A couple of days later, we took the tub out of the freezer and brought it back out into the garden to examine its frozen contents. Before taking the flowery ice block out, we put the tub on its side and let the sun shine throug the bottom of it while we enjoyed how pretty it looked. To be honest, this only lasted for a brief moment, as Penguin was very keen to get the ice block out. I did manage to get him to help me taking a couple of photos of the frozen flowers, before he grabbed the tub and emptied it out on our pateo.



He loved picking away at the ice while it melted. This was a great sensory experience, and an opportunity to really pay attention to what it felt like, as well as to what was happening. Here are some of the things we took notice of, and which you can point out if you do this activity with your child/-ren:

  • The ice feels very cold, ice cold.
  • The ground (paving slabs) feels warm (I had Penguin put his hand flat on the ground to really feel it). The air is warm too.
  • The warmth is making the ice melt, turning it into water. “Notice over here, the ground is dry, but here (by the ice) it’s getting wet.”
  • We put water in the tub, it turned into ice in the cold freezer, and now it is getting warmer and turning into water again.
  • When water isn’t frozen, it is a liquid. It can flow and move in waves, you can pour it in a glass and drink it. And all the little parts that the water is made of, called molecules, can move when they’re not frozen. But when they get to cold, they get all stiff and can’t move. That’s what happens when the water turns into ice: It goes from liquid to solid.
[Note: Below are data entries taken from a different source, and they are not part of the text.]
Issue #7399, opened 2021-08-17
Crash when deleting/disabling user from MongoDB dashboard


zcohan:
## Goals
When deleting or disabling a signed-in user from the MongoDB Realm dashboard, my application crashes

## Expected Results
I'm not sure what the correct way for handling a user being deleted is, but perhaps there's a notification of some kind? Certainly not a hard crash.

## Actual Results
*** Terminating app due to uncaught exception 'NSInvalidArgumentException', reason: '*** -[__NSPlaceholderDictionary initWithObjects:forKeys:count:]: attempt to insert nil object from objects[0]'
*** First throw call stack:
(
	0   CoreFoundation                      0x00007fff206d387b __exceptionPreprocess + 242
	1   libobjc.A.dylib                     0x00007fff2040bd92 objc_exception_throw + 48
	2   CoreFoundation                      0x00007fff207892ea _CFThrowFormattedException + 202
	3   CoreFoundation                      0x00007fff20794dd1 -[__NSPlaceholderDictionary initWithCapacity:].cold.1 + 0
	4   CoreFoundation                      0x00007fff205e2ecd -[__NSPlaceholderDictionary initWithObjects:forKeys:count:] + 251
	5   CoreFoundation                      0x00007fff205e2db8 +[NSDictionary dictionaryWithObjects:forKeys:count:] + 49
	6   Realm                               0x0000000104dc1b7f _ZNSt3__110__function6__funcIZ77-[RLMSyncConfiguration initWithUser:partitionValue:customFileURL:stopPolicy:]E3$_0NS_9allocatorIS2_EEFvNS_10shared_ptrIN5realm11SyncSessionEEENS6_9SyncErrorEEEclEOS8_OS9_ + 987
	7   Realm                               0x00000001051b3761 _ZNSt3__110__function6__funcIZN5realm11SyncSession14handle_refreshENS_10shared_ptrIS3_EEE3$_0NS_9allocatorIS6_EEFvNS2_4util8OptionalINS2_3app8AppErrorEEEEEclEOSD_ + 1073
	8   Realm                               0x00000001051bfc1f _ZNSt3__110__function6__funcIZN5realm8SyncUser19refresh_custom_dataENS_8functionIFvNS2_4util8OptionalINS2_3app8AppErrorEEEEEEE3$_8NS_9allocatorISC_EESA_EclEOS9_ + 223
[...]

PR #7408, opened 2021-08-24
Fix crash in `RLMSyncConfiguration.initWithUser` error mapping when a user is disabled/deleted from MongoDB Realm

dianaafanador3:
Fix crash in `RLMSyncConfiguration.initWithUser` error mapping when a user is disabled/deleted from MongoDB Realm dashboard (https://github.com/realm/realm-cocoa/issues/7399)


jsflax (commented):
There is probably a way to test this using the admin API– would be good to see a test for it.

dianaafanador3:
> There is probably a way to test this using the admin API– would be good to see a test for it.

Added a Test for this specific use case, deleting the user using the Admin API

Realm/ObjectServerTests/SwiftObjectServerTests.swift
```diff
@@ -33,6 +33,12 @@ import RealmTestSupport
 @available(OSX 10.14, *)
 @objc(SwiftObjectServerTests)
 class SwiftObjectServerTests: SwiftSyncTestCase {
+    var notificationToken: NotificationToken?
```
leemaguire, line 36: [minor] space between property and method

Realm/ObjectServerTests/SwiftObjectServerTests.swift
```diff
@@ -872,6 +878,75 @@ class SwiftObjectServerTests: SwiftSyncTestCase {
...
+        wait(for: [loginEx], timeout: 4.0)
+
+        let realm = try openRealm(partitionValue: #function, user: syncUser!)
+        XCTAssertNotNil(realm)
+        if isParent {
+            executeChild()
+            waitForDownloads(for: realm)
+            checkCount(expected: 3, realm, SwiftPerson.self)
+
+            notificationToken = realm.objects(SwiftPerson.self).observe(on: DispatchQueue.main, { _ in
```
leemaguire, line 912: This could do with a comment explaining why you are observing

Realm/ObjectServerTests/SwiftObjectServerTests.swift
```diff
@@ -872,6 +878,75 @@ class SwiftObjectServerTests: SwiftSyncTestCase {
         XCTAssertEqual(app.allUsers.count, 1)
     }
 
+    func testSafelyRemoveUserFromMongoDBRealm() throws {
```
leemaguire, line 881: I think you can omit `FromMongoDBRealm` here

Realm/ObjectServerTests/RealmServer.swift
```diff
@@ -809,6 +817,41 @@ public class RealmServer: NSObject {
...
         try createAppForBSONType("string")
     }
+
+    // Retrieve MongoDB Realm AppId with ClientAppId using the Admin API
+    public func retrieveAppId(clientAppId: String) throws -> String {
+        guard let session = session else {
+            throw URLError(.unknown)
+        }
+
+        let appsListInfo = try session.apps.get().get()
```
leemaguire, line 827: Why is this `get().get()`?

Realm/ObjectServerTests/SwiftObjectServerTests.swift
```diff
@@ -872,6 +872,56 @@ class SwiftObjectServerTests: SwiftSyncTestCase {
...
+            let ex = expectation(description: "Error callback should fire upon receiving an error")
+            app.syncManager.errorHandler = { (error, _) in
+                XCTAssertNotNil(error)
+                blockCalled = true
+                ex.fulfill()
+            }
+
+            let appServerId = try RealmServer.shared.retrieveAppId(clientAppId: appId)
+            let deleteUserEx = expectation(description: "delete-user")
+            RealmServer.shared.removeUserForApp(appServerId, userId: app.currentUser!.id) { result in
```
leemaguire, line 904:
```suggestion
            RealmServer.shared.removeUserForApp(appServerId, userId: user.id) { result in
```

Realm/ObjectServerTests/RealmServer.swift
dianaafanador3: first get() use the `GET` as the https method, and the second one returns the success as a throwing expression instead of using a block here

leemaguire (approved):
LGTM once changelog conflict is resolved

Realm/ObjectServerTests/RealmServer.swift
```diff
@@ -809,6 +817,41 @@ public class RealmServer: NSObject {
     @objc public func createApp() throws -> AppId {
         try createAppForBSONType("string")
     }
+
+    // Retrieve MongoDB Realm AppId with ClientAppId using the Admin API
+    public func retrieveAppId(clientAppId: String) throws -> String {
```
jsflax, line 822: This concept should not be exposed as a public method. `removeUserForApp` should take the clientAppId as that is the only concept that should be exposed to the non-server caller.

Realm/ObjectServerTests/RealmServer.swift
```diff
@@ -809,6 +817,41 @@ public class RealmServer: NSObject {
...
+        guard let session = session else {
+            throw URLError(.unknown)
+        }
+
+        let appsListInfo = try session.apps.get().get()
+        guard let appsList = appsListInfo as? [[String: Any]] else {
+            throw URLError(.badServerResponse)
+        }
+
+        let app = appsList.filter {
```
jsflax, line 832: This should just use `first`.

Realm/ObjectServerTests/RealmServer.swift
```diff
@@ -809,6 +817,41 @@ public class RealmServer: NSObject {
...
+        }.first
+
+        guard let appId = app?["_id"] as? String else {
+            throw URLError(.badServerResponse)
+        }
+        return appId
+    }
+
+    // Remove User from MongoDB Realm using the Admin API
+    public func removeUserForApp(_ appId: String, userId: String, _ completion: @escaping (Result<Any?, Error>) -> Void) {
```
jsflax, line 847: See comments above.

jsflax (approved):

PR #1101, opened 2024-01-09
Update name of experimental_prune_transitive_deps flag.

plobsing:
After the rename to `rules_kotlin`, the flag
`--@io_bazel_rules_kotlin//kotlin/settings:experimental_prune_transitive_deps=True` no longer exists.


Bencodes (approved):
Thanks for catching this and fixing it!

PR #1105, opened 2024-01-22
[kt_compiler_plugin] Add kt_plugin_cfg for reusable and composable options

restingbull:
* This allows plugins like KSP and KAPT to be composed with different configuration sets. Will be addressed in followup prs.
* Has starlark tests! (It's almost not painful)

Require bootstrap, will focus on fixing that next.


examples/ksp/BUILD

When the ice gets warmer, the molecules can start to move again, so it goes from being solid back to liquid again. (If you like to, you can add that if the water gets REALLY hot, it will turn into gas, in which the molecules are moving around freely all over the place.)

The words in bold letters are ones I emphasized and stopped at to give Penguin a chance to repeat them. I try to incorporate some speech sounds practice here and there, rather than having it as something separate. I think it makes more sense and is more motivating for our boy to work on communication as something that is integrated into other aspects of life and learning.

Next time we do this, we might use Penguin’s AAC app, and find some of the words on there, to ‘say’ them that way instead.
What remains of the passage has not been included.